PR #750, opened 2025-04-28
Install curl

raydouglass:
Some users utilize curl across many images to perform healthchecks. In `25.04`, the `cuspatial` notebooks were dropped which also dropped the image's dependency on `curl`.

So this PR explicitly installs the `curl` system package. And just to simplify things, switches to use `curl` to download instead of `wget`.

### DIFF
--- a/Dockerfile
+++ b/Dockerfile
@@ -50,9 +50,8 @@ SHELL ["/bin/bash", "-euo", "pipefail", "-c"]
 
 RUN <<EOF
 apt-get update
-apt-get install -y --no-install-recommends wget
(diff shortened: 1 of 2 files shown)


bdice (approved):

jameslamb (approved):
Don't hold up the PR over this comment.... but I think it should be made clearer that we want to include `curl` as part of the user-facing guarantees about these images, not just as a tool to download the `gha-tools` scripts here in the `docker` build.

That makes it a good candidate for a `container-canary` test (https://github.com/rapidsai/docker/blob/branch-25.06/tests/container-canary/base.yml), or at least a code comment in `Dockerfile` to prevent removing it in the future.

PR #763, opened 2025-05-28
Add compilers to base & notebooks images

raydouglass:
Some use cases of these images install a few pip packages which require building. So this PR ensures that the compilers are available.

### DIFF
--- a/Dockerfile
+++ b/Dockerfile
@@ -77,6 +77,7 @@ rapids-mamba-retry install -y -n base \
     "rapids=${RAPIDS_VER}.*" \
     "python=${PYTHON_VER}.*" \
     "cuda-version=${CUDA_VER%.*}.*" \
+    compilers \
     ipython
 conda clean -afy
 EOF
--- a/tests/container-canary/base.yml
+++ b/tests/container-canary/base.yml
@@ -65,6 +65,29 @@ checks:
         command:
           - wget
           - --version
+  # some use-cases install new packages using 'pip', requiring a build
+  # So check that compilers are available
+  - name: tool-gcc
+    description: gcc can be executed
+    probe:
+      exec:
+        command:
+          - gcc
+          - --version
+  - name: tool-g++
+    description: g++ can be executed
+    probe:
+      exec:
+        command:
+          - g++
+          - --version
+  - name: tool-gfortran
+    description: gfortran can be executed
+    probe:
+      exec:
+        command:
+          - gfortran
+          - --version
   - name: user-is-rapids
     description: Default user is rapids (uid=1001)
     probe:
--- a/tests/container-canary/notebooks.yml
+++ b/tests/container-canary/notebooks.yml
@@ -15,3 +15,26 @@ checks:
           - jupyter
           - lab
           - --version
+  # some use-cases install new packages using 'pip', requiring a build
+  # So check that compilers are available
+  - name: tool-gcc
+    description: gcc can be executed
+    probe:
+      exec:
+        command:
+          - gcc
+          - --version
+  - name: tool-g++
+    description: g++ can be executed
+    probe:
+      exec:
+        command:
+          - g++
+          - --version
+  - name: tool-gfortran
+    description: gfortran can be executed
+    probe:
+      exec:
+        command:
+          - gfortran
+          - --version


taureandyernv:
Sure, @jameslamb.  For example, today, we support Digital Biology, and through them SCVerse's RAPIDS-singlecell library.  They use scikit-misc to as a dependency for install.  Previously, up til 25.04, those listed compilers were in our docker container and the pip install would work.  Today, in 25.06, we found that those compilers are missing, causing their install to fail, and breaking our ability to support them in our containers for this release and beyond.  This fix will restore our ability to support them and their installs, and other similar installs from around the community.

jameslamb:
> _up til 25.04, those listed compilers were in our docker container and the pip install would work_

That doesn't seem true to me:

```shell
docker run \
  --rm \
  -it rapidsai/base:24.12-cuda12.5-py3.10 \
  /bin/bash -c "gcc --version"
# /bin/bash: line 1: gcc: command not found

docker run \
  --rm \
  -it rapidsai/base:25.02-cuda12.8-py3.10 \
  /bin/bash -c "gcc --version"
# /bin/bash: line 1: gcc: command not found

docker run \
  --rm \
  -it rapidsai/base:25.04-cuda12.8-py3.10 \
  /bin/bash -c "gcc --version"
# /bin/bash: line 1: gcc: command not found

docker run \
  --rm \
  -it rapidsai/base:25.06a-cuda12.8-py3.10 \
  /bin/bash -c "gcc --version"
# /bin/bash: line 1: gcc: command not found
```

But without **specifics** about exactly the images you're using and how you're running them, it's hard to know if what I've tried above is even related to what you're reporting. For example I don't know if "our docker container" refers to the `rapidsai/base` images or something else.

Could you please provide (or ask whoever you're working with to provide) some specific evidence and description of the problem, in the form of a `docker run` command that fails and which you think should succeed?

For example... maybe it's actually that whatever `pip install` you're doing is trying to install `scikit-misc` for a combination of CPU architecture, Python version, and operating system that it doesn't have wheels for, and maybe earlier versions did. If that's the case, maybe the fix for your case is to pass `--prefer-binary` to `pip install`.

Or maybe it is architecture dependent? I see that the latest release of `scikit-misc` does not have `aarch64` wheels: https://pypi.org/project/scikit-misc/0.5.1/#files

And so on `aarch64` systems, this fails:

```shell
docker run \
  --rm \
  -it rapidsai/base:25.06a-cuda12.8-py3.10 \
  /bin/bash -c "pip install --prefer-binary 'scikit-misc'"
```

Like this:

_WORK ITEM:_
I would like you to output every record exactly as written.

_YOUR RESPONSE:_
PR #750, opened 2025-04-28
Install curl

raydouglass:
Some users utilize curl across many images to perform healthchecks. In `25.04`, the `cuspatial` notebooks were dropped which also dropped the image's dependency on `curl`.

So this PR explicitly installs the `curl` system package. And just to simplify things, switches to use `curl` to download instead of `wget`.

### DIFF
--- a/Dockerfile
+++ b/Dockerfile
@@ -50,9 +50,8 @@ SHELL ["/bin/bash", "-euo", "pipefail", "-c"]
 
 RUN <<EOF
 apt-get update
-apt-get install -y --no-install-recommends wget
(diff shortened: 1 of 2 files shown)


bdice (approved):

jameslamb (approved):
Don't hold up the PR over this comment.... but I think it should be made clearer that we want to include `curl` as part of the user-facing guarantees about these images, not just as a tool to download the `gha-tools` scripts here in the `docker` build.

That makes it a good candidate for a `container-canary` test (https://github.com/rapidsai/docker/blob/branch-25.06/tests/container-canary/base.yml), or at least a code comment in `Dockerfile` to prevent removing it in the future.

PR #763, opened 2025-05-28
Add compilers to base & notebooks images

raydouglass:
Some use cases of these images install a few pip packages which require building. So this PR ensures that the compilers are available.

### DIFF
--- a/Dockerfile
+++ b/Dockerfile
@@ -77,6 +77,7 @@ rapids-mamba-retry install -y -n base \
     "rapids=${RAPIDS_VER}.*" \
     "python=${PYTHON_VER}.*" \
     "cuda-version=${CUDA_VER%.*}.*" \
+    compilers \
     ipython
 conda clean -afy
 EOF
--- a/tests/container-canary/base.yml
+++ b/tests/container-canary/base.yml
@@ -65,6 +65,29 @@ checks:
         command:
           - wget
           - --version
+  # some use-cases install new packages using 'pip', requiring a build
+  # So check that compilers are available
+  - name: tool-gcc
+    description: gcc can be executed
+    probe:
+      exec:
+        command:
+          - gcc
+          - --version
+  - name: tool-g++
+    description: g++ can be executed
+    probe:
+      exec:
+        command:
+          - g++
+          - --version
+  - name: tool-gfortran
+    description: gfortran can be executed
+    probe:
+      exec:
+        command:
+          - gfortran
+          - --version
   - name: user-is-rapids
     description: Default user is rapids (uid=1001)
     probe:
--- a/tests/container-canary/notebooks.yml
+++ b/tests/container-canary/notebooks.yml
@@ -15,3 +15,26 @@ checks:
           - jupyter
           - lab
           - --version
+  # some use-cases install new packages using 'pip', requiring a build
+  # So check that compilers are available
+  - name: tool-gcc
+    description: gcc can be executed
+    probe:
+      exec:
+        command:
+          - gcc
+          - --version
+  - name: tool-g++
+    description: g++ can be executed
+    probe:
+      exec:
+        command:
+          - g++
+          - --version
+  - name: tool-gfortran
+    description: gfortran can be executed
+    probe:
+      exec:
+        command:
+          - gfortran
+          - --version


taureandyernv:
Sure, @jameslamb.  For example, today, we support Digital Biology, and through them SCVerse's RAPIDS-singlecell library.  They use scikit-misc to as a dependency for install.  Previously, up til 25.04, those listed compilers were in our docker container and the pip install would work.  Today, in 25.06, we found that those compilers are missing, causing their install to fail, and breaking our ability to support them in our containers for this release and beyond.  This fix will restore our ability to support them and their installs, and other similar installs from around the community.

jameslamb:
> _up til 25.04, those listed compilers were in our docker container and the pip install would work_

That doesn't seem true to me:

```shell
docker run \
  --rm \
  -it rapidsai/base:24.12-cuda12.5-py3.10 \
  /bin/bash -c "gcc --version"
# /bin/bash: line 1: gcc: command not found

docker run \
  --rm \
  -it rapidsai/base:25.02-cuda12.8-py3.10 \
  /bin/bash -c "gcc --version"
# /bin/bash: line 1: gcc: command not found

docker run \
  --rm \
  -it rapidsai/base:25.04-cuda12.8-py3.10 \
  /bin/bash -c "gcc --version"
# /bin/bash: line 1: gcc: command not found

docker run \
  --rm \
  -it rapidsai/base:25.06a-cuda12.8-py3.10 \
  /bin/bash -c "gcc --version"
# /bin/bash: line 1: gcc: command not found
```

But without **specifics** about exactly the images you're using and how you're running them, it's hard to know if what I've tried above is even related to what you're reporting. For example I don't know if "our docker container" refers to the `rapidsai/base` images or something else.

Could you please provide (or ask whoever you're working with to provide) some specific evidence and description of the problem, in the form of a `docker run` command that fails and which you think should succeed?

For example... maybe it's actually that whatever `pip install` you're doing is trying to install `scikit-misc` for a combination of CPU architecture, Python version, and operating system that it doesn't have wheels for, and maybe earlier versions did. If that's the case, maybe the fix for your case is to pass `--prefer-binary` to `pip install`.

Or maybe it is architecture dependent? I see that the latest release of `scikit-misc` does not have `aarch64` wheels: https://pypi.org/project/scikit-misc/0.5.1/#files

And so on `aarch64` systems, this fails:

```shell
docker run \
  --rm \
  -it rapidsai/base:25.06a-cuda12.8-py3.10 \
  /bin/bash -c "pip install --prefer-binary 'scikit-misc'"
```

Like this:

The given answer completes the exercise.